## What this task involves
Extract the first line through the line containing "##### Expected Results" from the listing below, exactly as written.
***** Task material
PR #5505, opened 2018-12-05
Changed config_xml link for group admins #000

maheshp:
* Group Admins can view a snippet of the config_xml over the entire
  config. The config_xml was incorrectly linked to show the entire config,
  changed to pipeline snippets.


arvindsv:
@maheshp When you saw this, the group admin got a 403, right? It was just that the link was broken, but the permissions / security aspects were fine?

Issue #5370, opened 2018-11-06
email notification not sent when pipeline is cancelled due to reaching the job timeout


aqneves:
##### Issue Type

- Bug Report

##### Summary

Email notification not sent when pipeline is cancelled due to reaching the job timeout despite having subscribed all email notifications for that pipeline and having an email associated with the account. All other notifications are properly received.

##### Environment

Any environment.

###### Basic environment details

* Go Version: 18.3.0
* JAVA Version: 1.8.0_181
* OS: RHEL 7.5

###### Additional Environment Details

n/a

##### Steps to Reproduce

1. create pipeline X
2. subscribe to all notifications of pipeline X
3. configure a job for pipeline X that is a sleep of 2 minutes 
4. configure the job timeout to expire after 1 minute
5. run the pipeline

##### Expected Results
We should be notified that the pipeline has started and then we should be notified that the pipeline was cancelled

##### Actual Results
Email notification for pipeline starting was received.
Email notification for pipeline cancelling was not received.

##### Possible Fix
n/a

##### Log snippets
n/a

##### Code snippets/Screenshots
n/a

##### Any other info
n/a

rajiesh:
Verified on 18.12.0 (8203-bbeebad6c03497cf3f5bf0bcddbe13bbc08a11c8)

PR #5506, opened 2018-12-05
Send an email notification when job is cancelled due to timeout (#5370)

GaneshSPatil:
### Proposed Solution 1 (has problems)

~~Fix:~~
~~* Post a StageStatusTopic message when a job is completed regardless of the
 job state (passed, failed or cancelled).~~

~~Reason:~~
~~* StageStatusTopic was NOT invoked if the stage was not completed normally.
  A normal completion of the job involved only PASSED or FAILED stage state.~~
~~* Cancelled Stage due to timeout cancellation of a job scenario was missed
  while story implementation.~~

~~Older commit references (from cruise repo):~~
~~* 99dd349eefea4fb080b2c5146062207bfdcbda29~~
~~* 3ee6dc7cc125626565f46900cb51ffc4e0eaee66~~

---

### Proposed Solution 2 (has problems)

~~**Above mentioned implemention has a bug. When a stage is cancelled, the email notification would be sent multiple times, once for the stage-cancel event, and other for each job cancelled event.**~~

~~__When a job is cancelled, there is no cancelled cause (either cancelled by a user or by GoCD) added on the JobInstance. hence there is no way to stop bubbling up the job-cacelled events.__~~

~~#### New fix:~~
~~Send a stage cancelled event immediately once a job is cancelled due to inactivity. ~~

~~This implementation causes a Cancelled Stage notification to be sent even when other jobs in the stage are still building.~~

~~This is the similar case as of user cancelling the stage. Lets say a stage is cancelled by admin, the notification is sent even when jobs are performing oncancel taks.~~

---

#### Fix:
* Post a StageStatusTopic message when a job is completed regardless of the
     job state (passed, failed or cancelled).
* Do not explicitly post a StageStatusMessage when the job is cancelled by
      user. When a stage is cancelled, all jobs will be cancelled and
      JobStatusListener will send a StageStatusMessage on job completion.
      Eventually, a StageResultMessage will be sent when final job in the stage
      is cancelled. EmailNotificationListener listens to StageResultMessage,
      which will send the email when job is completely cancelled.

#### Reason:
* StageStatusTopic was NOT invoked if the stage was not completed normally.
      A normal completion of the job involved only PASSED or FAILED stage state.
* Cancelled Stage due to timeout cancellation of a job scenario was missed
      while story implementation.

#### Older commit references (from cruise repo):
* 99dd349eefea4fb080b2c5146062207bfdcbda29
* 3ee6dc7cc125626565f46900cb51ffc4e0eaee66

\cc: @maheshp


GaneshSPatil:
@maheshp @rajiesh -- Do Not Merge Until Functional specs are green.

maheshp:
@GaneshSPatil the third approach would not work :( . 

Consider a stage scheduled where none of the jobs have an agent assigned yet, on stage cancel users will not get a notification now since we no longer send a notification on stage cancel - https://github.com/gocd/gocd/pull/5506/files#diff-2ca83558267023df1078778e5f450f62L184 .

GaneshSPatil:
@arvindsv -- Yes it works.
In this scenario, the `StageService.cancelStage` method won't be called. 
This is handled by `JobStatusListener.onMessage` handler.

When the first job is finished and `JobStatusListener.onMessage` handler is called. The state of the stage is still `unknown` and hence it won't post a topic on the `stageStatusTopic`. [here](https://github.com/gocd/gocd/pull/5506/files#diff-ddd7dadf1000e8ce2203431c938db2b9R51)

On the second job completion due to timeout, The state of the job is `cancelled` and it will post a topic on the `stageStatusTopic`.

This will lead to sending the email only once, even if multiple jobs during the stage are cancelled.

arvindsv:
Ok, cool. I don't know if there are any cases around job reschedule, maybe not.

maheshp:
@GaneshSPatil wondering if the below scenario is covered.

1. Consider a Stage with a single job
2. The job is scheduled and assigned to an agent.
3. The agent dies while running a job.
4. Before the unresponsive job is cancelled by GoCD user cancels the stage.

Since the Stage has a job assigned to an agent with the current changes a email notification is not sent.

GaneshSPatil:
[DNM] @maheshp -- above-mentioned scenario does not work. 
\cc: @rajiesh @adityasood

GaneshSPatil:
@maheshp -- I've created a separate issue for the above-mentioned scenario.
Merging this PR. we will fix this issue in the upcoming releases of GoCD.

GaneshSPatil:
PR build - https://build.gocd.org/go/pipelines/value_stream_map/trigger/4006

PR #5524, opened 2018-12-07
Add `name` attribute to Header Icon and use it for `data-test-id`

akshaydewan:
I've only added the `alt` attribute for accessibility, since screen-readers parse that correctly and `aria-label` would be redundant.

### DIFF
--- a/server/webapp/WEB-INF/rails/webpack/views/components/header_icon/index.tsx
+++ b/server/webapp/WEB-INF/rails/webpack/views/components/header_icon/index.tsx
@@ -17,19 +17,23 @@
 import {MithrilComponent} from "jsx/mithril-component";
 import * as _ from "lodash";
 import * as m from "mithril";
+import * as s from "underscore.string";
 import * as styles from "./index.scss";
 
 interface Attrs {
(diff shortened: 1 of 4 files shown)


server/webapp/WEB-INF/rails/webpack/views/components/header_icon/index.tsx
```diff
@@ -17,19 +17,23 @@
 import {MithrilComponent} from "jsx/mithril-component";
 import * as _ from "lodash";
 import * as m from "mithril";
+import * as s from "underscore.string";
 import * as styles from "./index.scss";
 
 interface Attrs {
   imageUrl?: string; //an image URL of the icon
-  dataTestId?: string;
+  name?: string;
```
ketan: I'd think accessibility should not be "optional" :)

akshaydewan: In this case, I think it is ok to be optional. The icon is usually a plugin icon which can be skipped on screenreaders. Only in case of Config Repos, the icon actually conveys some information.

Issue #6136, opened 2019-04-15
Support for Secert Params in Materials - Enhancement


maheshp:
Part of #5830

When support for `SecretParams` in materials was implemented as part of #6014, all material was not supporting credentials as attributes(#6298) and was not yet considered, hence secretParams were allowed to be defined in both URL as well as in the password field.

Now all materials will have support to define credentials seperately over having them as part of the URL. With this, support for secretParams in materials will be restricted only to the password field.

- [x] 1. Remove support for secretParams in URL for all materials.

- [x] 2. All material will support secret params in the password field.

- [x] 3. Material password is encrypted when saved to config_xml, if a secretParam is defined as password the same will be encrypted and saved.

- [x] 4. UX - SecretParams are supported only in the password field. Since text entered in a password field are masked, entering a secret param which gets masked might not be an optimal 
         UX. Consider having an option to hide/show passwords for materials. That way users can see the entered secretParam, test connection and save the config. The option to show/hide a password should be enabled only while creating the material and not when editing existing material. (#6371)

- [x] Should use the resolved secret param value for the password if specified as secret params
	- MDU
	- Job assignment
	- Check connection

- [x] Make sure that secret params value is masked -
	- Server health messages
	- Logging
	- In UI form, error should not display secret params value(need to think about this)
	- Check connection

- [x] Post commit webhooks and notify material api should continue to work as is when materials are configured with secret_params.

- [x] Secret param resolution
	a. Material urls should be resolved before MDU - failure of resolution should be logged to go-server.log as well as should show up in server health message.
	b. Material urls should be resolved before assigning a job to an agent. Failure of resolution should fail job assignment and an appropriate message should be logged in the job console.
	c. Material urls should be resolved before an MDU on the manual trigger of a pipeline. Failure should be logged to the server health message.
	d. Material urls should be resolved before a test connection.
	e. Material urls should be resolved before MDU on notification to material webhook endpoints.
	f. SVN material expansion should work as is if material URL has secrets.
	g. Post-commit hook API should work as is when the material is configured with secret params

### Validation

- [x] Ensure secret params in the password has a valid secret config id(#6050).
- [x] Make sure that material can refer to the specified secret config.

### Fingerprint

- Fingerprint of existing material should remain as it is.

rajiesh:
Verified on 19.7.0-9567

PR #6371, opened 2019-06-03
 Add toggle for password show or hide

kritika-singh3:
Issue: #6136 point 4
- needed as secret param is allowed in password field which is masked by default
  making it difficult to edit/create


kritika-singh3:
Preview:
For new pipeline materials:
new-pipeline-password-toggle

For edit pipeline materials:
edit-pipeline-password-toggle

Issue #6369, opened 2019-06-03
Placeholder issue for Secrets management


rajiesh:
##### Issue Type

- Bug Report

##### Summary

This is placeholder issue for secrets management feature(SPA, APIs, usage of secrets)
**********
## Final answer
PR #5505, opened 2018-12-05
Changed config_xml link for group admins #000

maheshp:
* Group Admins can view a snippet of the config_xml over the entire
  config. The config_xml was incorrectly linked to show the entire config,
  changed to pipeline snippets.


arvindsv:
@maheshp When you saw this, the group admin got a 403, right? It was just that the link was broken, but the permissions / security aspects were fine?

Issue #5370, opened 2018-11-06
email notification not sent when pipeline is cancelled due to reaching the job timeout


aqneves:
##### Issue Type

- Bug Report

##### Summary

Email notification not sent when pipeline is cancelled due to reaching the job timeout despite having subscribed all email notifications for that pipeline and having an email associated with the account. All other notifications are properly received.

##### Environment

Any environment.

###### Basic environment details

* Go Version: 18.3.0
* JAVA Version: 1.8.0_181
* OS: RHEL 7.5

###### Additional Environment Details

n/a

##### Steps to Reproduce

1. create pipeline X
2. subscribe to all notifications of pipeline X
3. configure a job for pipeline X that is a sleep of 2 minutes 
4. configure the job timeout to expire after 1 minute
5. run the pipeline

##### Expected Results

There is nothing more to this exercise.